Data supplied:
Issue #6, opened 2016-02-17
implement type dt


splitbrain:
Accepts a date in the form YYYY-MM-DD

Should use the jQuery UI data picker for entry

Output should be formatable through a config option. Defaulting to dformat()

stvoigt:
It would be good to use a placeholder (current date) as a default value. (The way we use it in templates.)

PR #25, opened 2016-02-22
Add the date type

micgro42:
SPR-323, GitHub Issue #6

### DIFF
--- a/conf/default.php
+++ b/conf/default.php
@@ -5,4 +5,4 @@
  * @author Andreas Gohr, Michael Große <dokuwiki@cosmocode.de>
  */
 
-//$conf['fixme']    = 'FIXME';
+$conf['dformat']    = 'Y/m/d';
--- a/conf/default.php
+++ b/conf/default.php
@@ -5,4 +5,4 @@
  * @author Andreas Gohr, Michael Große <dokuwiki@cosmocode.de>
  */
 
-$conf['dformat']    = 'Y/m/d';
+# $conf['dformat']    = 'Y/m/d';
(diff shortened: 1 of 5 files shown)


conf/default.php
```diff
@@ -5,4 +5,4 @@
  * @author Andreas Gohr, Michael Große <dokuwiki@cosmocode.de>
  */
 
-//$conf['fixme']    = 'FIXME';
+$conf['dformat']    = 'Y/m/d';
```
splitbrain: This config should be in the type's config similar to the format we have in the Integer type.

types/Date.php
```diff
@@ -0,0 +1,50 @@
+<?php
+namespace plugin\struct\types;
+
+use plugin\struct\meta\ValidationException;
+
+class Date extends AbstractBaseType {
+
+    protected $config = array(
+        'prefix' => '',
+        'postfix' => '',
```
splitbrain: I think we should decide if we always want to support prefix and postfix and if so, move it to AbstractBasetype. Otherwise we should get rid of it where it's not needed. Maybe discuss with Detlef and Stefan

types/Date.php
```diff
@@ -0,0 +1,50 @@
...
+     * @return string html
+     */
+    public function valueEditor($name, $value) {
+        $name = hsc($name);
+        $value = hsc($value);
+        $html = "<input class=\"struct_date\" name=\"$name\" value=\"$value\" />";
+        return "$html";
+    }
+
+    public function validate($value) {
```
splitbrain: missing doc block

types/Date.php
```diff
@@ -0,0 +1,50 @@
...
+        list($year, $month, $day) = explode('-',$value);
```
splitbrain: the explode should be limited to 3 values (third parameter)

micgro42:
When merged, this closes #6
--
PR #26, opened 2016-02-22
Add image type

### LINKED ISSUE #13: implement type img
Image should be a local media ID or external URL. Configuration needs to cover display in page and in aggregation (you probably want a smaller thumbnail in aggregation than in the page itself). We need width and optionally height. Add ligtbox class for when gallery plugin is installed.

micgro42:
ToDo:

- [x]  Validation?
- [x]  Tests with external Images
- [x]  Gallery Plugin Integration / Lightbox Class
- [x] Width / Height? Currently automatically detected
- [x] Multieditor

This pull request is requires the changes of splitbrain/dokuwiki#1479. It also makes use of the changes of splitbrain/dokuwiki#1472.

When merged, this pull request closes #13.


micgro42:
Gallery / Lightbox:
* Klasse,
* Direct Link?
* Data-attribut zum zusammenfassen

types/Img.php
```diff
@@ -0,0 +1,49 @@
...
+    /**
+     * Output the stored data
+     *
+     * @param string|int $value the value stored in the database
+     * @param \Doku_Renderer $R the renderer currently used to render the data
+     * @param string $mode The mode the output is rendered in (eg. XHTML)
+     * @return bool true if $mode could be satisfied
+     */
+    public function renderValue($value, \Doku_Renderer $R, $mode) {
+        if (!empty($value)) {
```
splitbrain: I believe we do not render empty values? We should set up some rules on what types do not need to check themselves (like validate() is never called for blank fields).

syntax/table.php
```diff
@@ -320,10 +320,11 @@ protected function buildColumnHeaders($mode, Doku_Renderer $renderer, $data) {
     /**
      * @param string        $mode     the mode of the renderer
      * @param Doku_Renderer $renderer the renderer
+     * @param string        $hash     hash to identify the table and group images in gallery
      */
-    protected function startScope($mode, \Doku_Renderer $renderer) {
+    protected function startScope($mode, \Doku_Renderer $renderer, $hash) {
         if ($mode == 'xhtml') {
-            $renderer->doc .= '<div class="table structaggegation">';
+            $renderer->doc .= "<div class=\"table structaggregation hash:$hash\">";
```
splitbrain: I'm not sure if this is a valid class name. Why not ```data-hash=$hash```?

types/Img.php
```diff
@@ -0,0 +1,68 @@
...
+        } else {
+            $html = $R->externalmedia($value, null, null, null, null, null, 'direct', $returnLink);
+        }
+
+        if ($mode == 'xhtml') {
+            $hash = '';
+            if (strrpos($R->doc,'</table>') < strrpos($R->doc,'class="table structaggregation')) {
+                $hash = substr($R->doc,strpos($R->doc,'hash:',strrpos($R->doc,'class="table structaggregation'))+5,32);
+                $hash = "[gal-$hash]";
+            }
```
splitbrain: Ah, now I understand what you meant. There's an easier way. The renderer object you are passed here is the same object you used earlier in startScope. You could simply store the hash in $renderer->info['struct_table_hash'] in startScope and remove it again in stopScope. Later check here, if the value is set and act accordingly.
...
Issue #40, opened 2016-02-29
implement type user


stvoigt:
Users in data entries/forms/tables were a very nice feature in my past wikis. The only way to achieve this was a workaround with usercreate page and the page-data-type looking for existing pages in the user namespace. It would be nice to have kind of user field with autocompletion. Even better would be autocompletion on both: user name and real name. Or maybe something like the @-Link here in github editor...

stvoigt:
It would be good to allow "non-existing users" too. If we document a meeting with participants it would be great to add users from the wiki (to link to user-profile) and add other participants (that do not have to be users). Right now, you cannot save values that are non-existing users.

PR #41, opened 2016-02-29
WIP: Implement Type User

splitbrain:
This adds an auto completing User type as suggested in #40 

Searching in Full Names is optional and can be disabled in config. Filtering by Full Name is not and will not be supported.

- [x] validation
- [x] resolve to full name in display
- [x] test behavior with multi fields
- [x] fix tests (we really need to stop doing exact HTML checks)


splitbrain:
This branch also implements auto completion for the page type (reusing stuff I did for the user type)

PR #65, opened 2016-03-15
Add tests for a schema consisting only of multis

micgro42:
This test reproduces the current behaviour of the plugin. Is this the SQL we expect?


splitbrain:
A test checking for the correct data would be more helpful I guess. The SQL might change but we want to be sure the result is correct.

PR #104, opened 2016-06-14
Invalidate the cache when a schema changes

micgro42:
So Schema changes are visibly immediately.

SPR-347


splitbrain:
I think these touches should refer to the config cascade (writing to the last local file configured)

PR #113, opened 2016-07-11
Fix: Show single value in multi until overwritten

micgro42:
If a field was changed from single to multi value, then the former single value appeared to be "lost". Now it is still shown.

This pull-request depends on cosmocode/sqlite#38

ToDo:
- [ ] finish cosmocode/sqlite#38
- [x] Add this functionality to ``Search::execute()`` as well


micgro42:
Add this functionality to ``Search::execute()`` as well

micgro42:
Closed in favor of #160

Task prompt:
Beginning at the line above with "Issue #6, opened 2016-02-17" and finishing at the line with "When merged, this closes #6", return each line exactly and return nothing else.

Task output:
Issue #6, opened 2016-02-17
implement type dt


splitbrain:
Accepts a date in the form YYYY-MM-DD

Should use the jQuery UI data picker for entry

Output should be formatable through a config option. Defaulting to dformat()

stvoigt:
It would be good to use a placeholder (current date) as a default value. (The way we use it in templates.)

PR #25, opened 2016-02-22
Add the date type

micgro42:
SPR-323, GitHub Issue #6

### DIFF
--- a/conf/default.php
+++ b/conf/default.php
@@ -5,4 +5,4 @@
  * @author Andreas Gohr, Michael Große <dokuwiki@cosmocode.de>
  */
 
-//$conf['fixme']    = 'FIXME';
+$conf['dformat']    = 'Y/m/d';
--- a/conf/default.php
+++ b/conf/default.php
@@ -5,4 +5,4 @@
  * @author Andreas Gohr, Michael Große <dokuwiki@cosmocode.de>
  */
 
-$conf['dformat']    = 'Y/m/d';
+# $conf['dformat']    = 'Y/m/d';
(diff shortened: 1 of 5 files shown)


conf/default.php
```diff
@@ -5,4 +5,4 @@
  * @author Andreas Gohr, Michael Große <dokuwiki@cosmocode.de>
  */
 
-//$conf['fixme']    = 'FIXME';
+$conf['dformat']    = 'Y/m/d';
```
splitbrain: This config should be in the type's config similar to the format we have in the Integer type.

types/Date.php
```diff
@@ -0,0 +1,50 @@
+<?php
+namespace plugin\struct\types;
+
+use plugin\struct\meta\ValidationException;
+
+class Date extends AbstractBaseType {
+
+    protected $config = array(
+        'prefix' => '',
+        'postfix' => '',
```
splitbrain: I think we should decide if we always want to support prefix and postfix and if so, move it to AbstractBasetype. Otherwise we should get rid of it where it's not needed. Maybe discuss with Detlef and Stefan

types/Date.php
```diff
@@ -0,0 +1,50 @@
...
+     * @return string html
+     */
+    public function valueEditor($name, $value) {
+        $name = hsc($name);
+        $value = hsc($value);
+        $html = "<input class=\"struct_date\" name=\"$name\" value=\"$value\" />";
+        return "$html";
+    }
+
+    public function validate($value) {
```
splitbrain: missing doc block

types/Date.php
```diff
@@ -0,0 +1,50 @@
...
+        list($year, $month, $day) = explode('-',$value);
```
splitbrain: the explode should be limited to 3 values (third parameter)

micgro42:
When merged, this closes #6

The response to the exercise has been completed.